Whenever a line in the following entries includes "module", tally it. Report nothing except the final count.

Start of Material for this task

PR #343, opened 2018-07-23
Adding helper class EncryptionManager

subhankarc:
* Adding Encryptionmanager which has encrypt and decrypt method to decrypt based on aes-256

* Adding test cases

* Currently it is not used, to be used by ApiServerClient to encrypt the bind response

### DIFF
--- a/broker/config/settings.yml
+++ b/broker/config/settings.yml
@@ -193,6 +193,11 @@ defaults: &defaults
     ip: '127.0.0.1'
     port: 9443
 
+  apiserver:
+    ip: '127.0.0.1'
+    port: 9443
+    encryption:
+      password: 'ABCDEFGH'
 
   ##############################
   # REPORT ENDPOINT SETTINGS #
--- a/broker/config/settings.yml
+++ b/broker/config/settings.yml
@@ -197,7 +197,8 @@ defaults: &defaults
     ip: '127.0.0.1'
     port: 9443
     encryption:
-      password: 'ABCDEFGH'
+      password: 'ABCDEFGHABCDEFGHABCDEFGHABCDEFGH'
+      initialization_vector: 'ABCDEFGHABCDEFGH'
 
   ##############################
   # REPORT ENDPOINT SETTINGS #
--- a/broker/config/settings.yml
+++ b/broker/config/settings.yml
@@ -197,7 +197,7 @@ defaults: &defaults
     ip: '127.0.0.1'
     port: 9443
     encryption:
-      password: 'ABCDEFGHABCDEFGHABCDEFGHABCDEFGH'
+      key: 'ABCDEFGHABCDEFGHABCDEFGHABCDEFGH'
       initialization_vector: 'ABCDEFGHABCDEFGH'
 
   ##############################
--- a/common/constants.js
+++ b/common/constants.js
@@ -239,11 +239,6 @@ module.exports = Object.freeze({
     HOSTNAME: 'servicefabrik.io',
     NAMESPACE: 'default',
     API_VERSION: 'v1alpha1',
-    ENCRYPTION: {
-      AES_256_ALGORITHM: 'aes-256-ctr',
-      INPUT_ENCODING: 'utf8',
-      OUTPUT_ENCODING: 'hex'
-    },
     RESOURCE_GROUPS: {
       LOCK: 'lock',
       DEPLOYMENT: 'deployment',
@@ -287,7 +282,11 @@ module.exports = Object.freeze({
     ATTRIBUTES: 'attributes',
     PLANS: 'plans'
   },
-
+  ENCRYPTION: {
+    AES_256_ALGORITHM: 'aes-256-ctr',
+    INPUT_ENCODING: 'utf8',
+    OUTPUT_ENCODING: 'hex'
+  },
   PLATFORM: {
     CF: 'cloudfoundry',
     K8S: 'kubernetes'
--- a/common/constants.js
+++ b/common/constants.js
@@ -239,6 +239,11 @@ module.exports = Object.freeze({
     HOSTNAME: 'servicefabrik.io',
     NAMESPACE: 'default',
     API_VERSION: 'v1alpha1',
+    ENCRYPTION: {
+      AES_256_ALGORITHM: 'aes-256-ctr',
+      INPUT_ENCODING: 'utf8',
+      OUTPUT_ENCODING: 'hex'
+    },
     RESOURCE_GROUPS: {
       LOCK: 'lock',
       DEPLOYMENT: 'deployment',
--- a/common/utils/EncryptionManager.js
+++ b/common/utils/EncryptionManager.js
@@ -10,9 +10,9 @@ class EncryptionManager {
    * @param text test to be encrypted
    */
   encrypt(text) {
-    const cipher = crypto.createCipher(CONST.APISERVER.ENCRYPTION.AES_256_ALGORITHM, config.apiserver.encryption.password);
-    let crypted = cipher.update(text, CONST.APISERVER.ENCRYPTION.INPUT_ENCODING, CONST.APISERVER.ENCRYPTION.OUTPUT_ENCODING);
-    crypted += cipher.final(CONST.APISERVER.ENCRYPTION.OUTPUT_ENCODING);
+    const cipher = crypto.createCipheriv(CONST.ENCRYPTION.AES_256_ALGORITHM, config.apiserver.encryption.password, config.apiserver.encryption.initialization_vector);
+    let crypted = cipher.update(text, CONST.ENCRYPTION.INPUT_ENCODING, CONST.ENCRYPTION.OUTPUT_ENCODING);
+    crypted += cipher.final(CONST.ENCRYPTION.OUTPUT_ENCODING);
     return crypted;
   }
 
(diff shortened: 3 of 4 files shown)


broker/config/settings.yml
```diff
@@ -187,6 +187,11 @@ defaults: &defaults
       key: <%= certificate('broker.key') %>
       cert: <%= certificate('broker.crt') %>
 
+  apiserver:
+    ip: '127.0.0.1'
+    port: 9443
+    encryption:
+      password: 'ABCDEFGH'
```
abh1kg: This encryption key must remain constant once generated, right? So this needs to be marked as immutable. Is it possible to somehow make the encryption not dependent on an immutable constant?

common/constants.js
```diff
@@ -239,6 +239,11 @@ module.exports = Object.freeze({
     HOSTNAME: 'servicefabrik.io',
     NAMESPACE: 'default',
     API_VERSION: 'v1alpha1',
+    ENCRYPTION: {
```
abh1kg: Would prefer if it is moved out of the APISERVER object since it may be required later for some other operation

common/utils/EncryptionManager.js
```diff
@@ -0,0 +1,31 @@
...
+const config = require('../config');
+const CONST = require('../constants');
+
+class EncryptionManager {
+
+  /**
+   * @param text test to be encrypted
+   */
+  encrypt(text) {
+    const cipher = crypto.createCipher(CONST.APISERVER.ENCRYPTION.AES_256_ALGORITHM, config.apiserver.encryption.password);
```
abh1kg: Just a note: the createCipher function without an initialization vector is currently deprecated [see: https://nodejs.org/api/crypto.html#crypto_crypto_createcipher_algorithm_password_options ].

End of Material for this task
Start of Material for this task

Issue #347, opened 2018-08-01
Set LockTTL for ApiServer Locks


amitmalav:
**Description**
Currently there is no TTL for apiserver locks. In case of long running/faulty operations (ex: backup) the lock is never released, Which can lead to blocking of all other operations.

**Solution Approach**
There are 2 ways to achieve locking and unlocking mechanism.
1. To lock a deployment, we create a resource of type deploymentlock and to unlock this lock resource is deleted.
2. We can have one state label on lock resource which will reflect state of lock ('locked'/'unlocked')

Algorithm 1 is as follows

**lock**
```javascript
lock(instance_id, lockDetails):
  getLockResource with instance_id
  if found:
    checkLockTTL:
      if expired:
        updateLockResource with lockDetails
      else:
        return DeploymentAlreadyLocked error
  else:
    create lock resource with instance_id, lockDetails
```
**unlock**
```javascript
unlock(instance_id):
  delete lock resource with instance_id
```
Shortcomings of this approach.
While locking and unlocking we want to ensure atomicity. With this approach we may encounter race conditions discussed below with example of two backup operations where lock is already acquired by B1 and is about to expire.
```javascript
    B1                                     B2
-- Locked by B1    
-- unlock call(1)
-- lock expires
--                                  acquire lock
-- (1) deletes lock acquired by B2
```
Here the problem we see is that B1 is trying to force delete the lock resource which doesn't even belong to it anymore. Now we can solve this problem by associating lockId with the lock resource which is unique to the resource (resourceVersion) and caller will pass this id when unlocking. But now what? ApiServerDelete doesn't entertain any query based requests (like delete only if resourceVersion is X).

End of Material for this task

## Response to the exercise
4